What you will do >> Narrow the data below down to the lines containing "export".

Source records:

PR #10668, opened 2019-09-30
Add an optional prop to base button to render a persisted menu hidden on mount

whykushal93:
#### Pull request checklist

#### Description of changes
BaseButton, until a few months ago, mounted a persisted menu hidden as soon as the BaseButton was mounted. This resulted in an [Edge bug](https://github.com/OfficeDev/office-ui-fabric-react/issues/9034), where the menu's scrollbars are off.

To fix this Edge bug, some code was added to only mount the menu when it is visible for the first time in [this](https://github.com/OfficeDev/office-ui-fabric-react/pull/9124) This, however, breaks a perf. improvement I have been working on which depends on the menu mount to be triggered when hidden. 

Since this bug only reproes in Edge, I tried to get in touch with Edge teams to try and see if we can find a workaround. Unfortunately, they are pretty busy with other feature work to take a look at this. I have also unsuccessfully tried various approaches to fix this (hit and trial) myself. 

As a final solution to unblock me, I am adding this optional prop which is also deprecated from the beginning. This is so that we can remove it and make the behavior default when the bug is fixed on Edge's side. 

#### Focus areas to test

(optional)

###### Microsoft Reviewers: [Open in CodeFlow](http://wpcp.azurewebsites.net/CodeFlowProtocolProxy2.php?pullrequest=https://github.com/OfficeDev/office-ui-fabric-react/pull/10668)


packages/office-ui-fabric-react/src/components/Button/Button.types.ts
```diff
@@ -289,6 +289,25 @@ export interface IButtonProps
    */
   persistMenu?: boolean;
 
+  /**
+   * If true, the persisted menu is rendered hidden when the button
```
micahgodbolt: would like a note about why this is already deprecated. sounds like this flag turns on experimental support for faster 'persistMenu' that isn't supported by edge yet.

micahgodbolt: almost makes me want an 'experimental' type prop

packages/office-ui-fabric-react/src/components/Button/Button.types.ts
```diff
@@ -289,6 +289,24 @@ export interface IButtonProps
...
+   * initially mounts. Non-persisted menus will
+   * not be in the component tree unless they are being shown
+   *
+   * Note: This increases the time the button will take to mount, but
+   * can improve perceived menu open perf. when the user opens the menu.
+   *
+   * @default undefined, equivalent to false
```
khmakoto: Should be `@defaultvalue`.

joschect:
@whykushal93 this feels like a super specific fix that's only useful in a few scenarios. Would it be possible to pass in a rendering function to `menuAs` that would do this conditional rendering without the need for the button to have another prop?

whykushal93:
@joschect I tried doing that. The problem though is the way the BaseButton is written right now, it does not even try to render the menu until it is shown the first time. 

I do understand this is specific. But, this is the way I see it. We changed a certain behavior of persisted menus (that they are always present in DOM) because of the Edge specific bug. I do understand that this was necessary. All I am doing by introducing this prop is to get back to the original behavior.

joschect:
@whykushal93 Here is a [codepen](https://codepen.io/slimemold/pen/pozMyvV?editors=1010) It opens and then dismisses the menu immediately. It's definitely a hack but it would unblock your scenario for right now. The menu never flickers or opens because of the way that setState gets called.

whykushal93:
Thanks for prototyping it for me, @joschect. That sounds like it could work. However, it would complicate the code on our side though. We have handlers that do critical things when a menu is opened and when a menu is closed. I would need to disable these handlers when I phantom open and close the menu, and re-enable them on the menu when that is complete. 

I am not 100% against doing it if it is absolutely necessary. But, I feel the behavior enabled by this prop should actually be default in BaseButton, if not for the Edge bug.

PR #10674, opened 2019-10-01
Dropdown: Making multiselect options clickable outside of the options label

### LINKED ISSUE #10669: Multi select <Dropdown/> doesn't select item when clicking outside of label
### Environment Information

https://codepen.io/mshindal/pen/RwbzZXG

#### Actual behavior:

When using a `<Dropdown/>` that has multi select enabled, clicking outside of the option's label (the text) does not select the option. 

This .gif demonstrates the issue. First, I click outside of the label in a single select dropdown, which selects the option. Then, I click outside of the label in a multi select dropdown, and the option is not selected. 

recording

#### Expected behavior:

Clicking anywhere on the option in multi-select mode should select it, to be consistent with the single select behavior. 

Requested priority: High

Products/sites affected: N/A

khmakoto:
#### Pull request checklist

- [x] Addresses an existing issue: Fixes #10669 

#### Description of changes

The behavior between single select and multi select `Dropdowns` was inconsistent because in single select `Dropdowns` one can select/unselect an option by clicking outside of the option's label if you are still within the boundaries of the `Dropdown's` callout, while in multi select `Dropdowns` one cannot select/unselect the option this way. This was happening because multi select `Dropdowns` use `Checkboxes` instead of `Buttons` for the options, which are only selected by clicking on either the checkbox itself or the label associated with it. This PR fixes this scenario by expanding the label inside of the `Checkbox` in multi select `Dropdowns` to cover the entire height width of its container.

__Before:__

Dropdown

__After:__

Dropdown

#### Focus areas to test

(optional)

###### Microsoft Reviewers: [Open in CodeFlow](http://wpcp.azurewebsites.net/CodeFlowProtocolProxy2.php?pullrequest=https://github.com/OfficeDev/office-ui-fabric-react/pull/10674)

### DIFF
--- a/packages/office-ui-fabric-react/src/components/Dropdown/Dropdown.base.tsx
+++ b/packages/office-ui-fabric-react/src/components/Dropdown/Dropdown.base.tsx
@@ -630,6 +630,10 @@ export class DropdownBase extends React.Component<IDropdownInternalProps, IDropd
         role="option"
         aria-selected={isItemSelected ? 'true' : 'false'}
         checked={isItemSelected}
+        // Since the Checkbox is triggered via a click on either the checkbox itself or its label, we need to make the label span the
+        // entire width of the Dropdown so users can select and unselect the checkbox as long as they are clicking in the area adjacent
+        // to it.
+        styles={{ label: { width: '100%' } }}
       />
     );
   };
--- a/packages/office-ui-fabric-react/src/components/Dropdown/Dropdown.base.tsx
+++ b/packages/office-ui-fabric-react/src/components/Dropdown/Dropdown.base.tsx
@@ -21,7 +21,7 @@ import {
   warnMutuallyExclusive
 } from '../../Utilities';
 import { Callout } from '../../Callout';
-import { Checkbox } from '../../Checkbox';
+import { Checkbox, ICheckboxStyleProps, ICheckboxStyles } from '../../Checkbox';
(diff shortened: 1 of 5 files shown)


packages/office-ui-fabric-react/src/components/Dropdown/Dropdown.base.tsx
```diff
@@ -630,6 +630,10 @@ export class DropdownBase extends React.Component<IDropdownInternalProps, IDropd
         role="option"
         aria-selected={isItemSelected ? 'true' : 'false'}
         checked={isItemSelected}
+        // Since the Checkbox is triggered via a click on either the checkbox itself or its label, we need to make the label span the
+        // entire width of the Dropdown so users can select and unselect the checkbox as long as they are clicking in the area adjacent
+        // to it.
+        styles={{ label: { width: '100%' } }}
```
dzearing: any way here to provide this in a styles file and not inline?

joschect: I don't think that this is the right fix, it still won't expand to fill the entire container height wise. So the clickbox still isn't the whole highlightable space.

khmakoto: @dzearing I'll move the styles to a styles file.

@joschect You're right, I missed that part, great catch.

Result of the task >>
@@ -289,6 +289,25 @@ export interface IButtonProps
@@ -289,6 +289,24 @@ export interface IButtonProps
@@ -630,6 +630,10 @@ export class DropdownBase extends React.Component<IDropdownInternalProps, IDropd
@@ -630,6 +630,10 @@ export class DropdownBase extends React.Component<IDropdownInternalProps, IDropd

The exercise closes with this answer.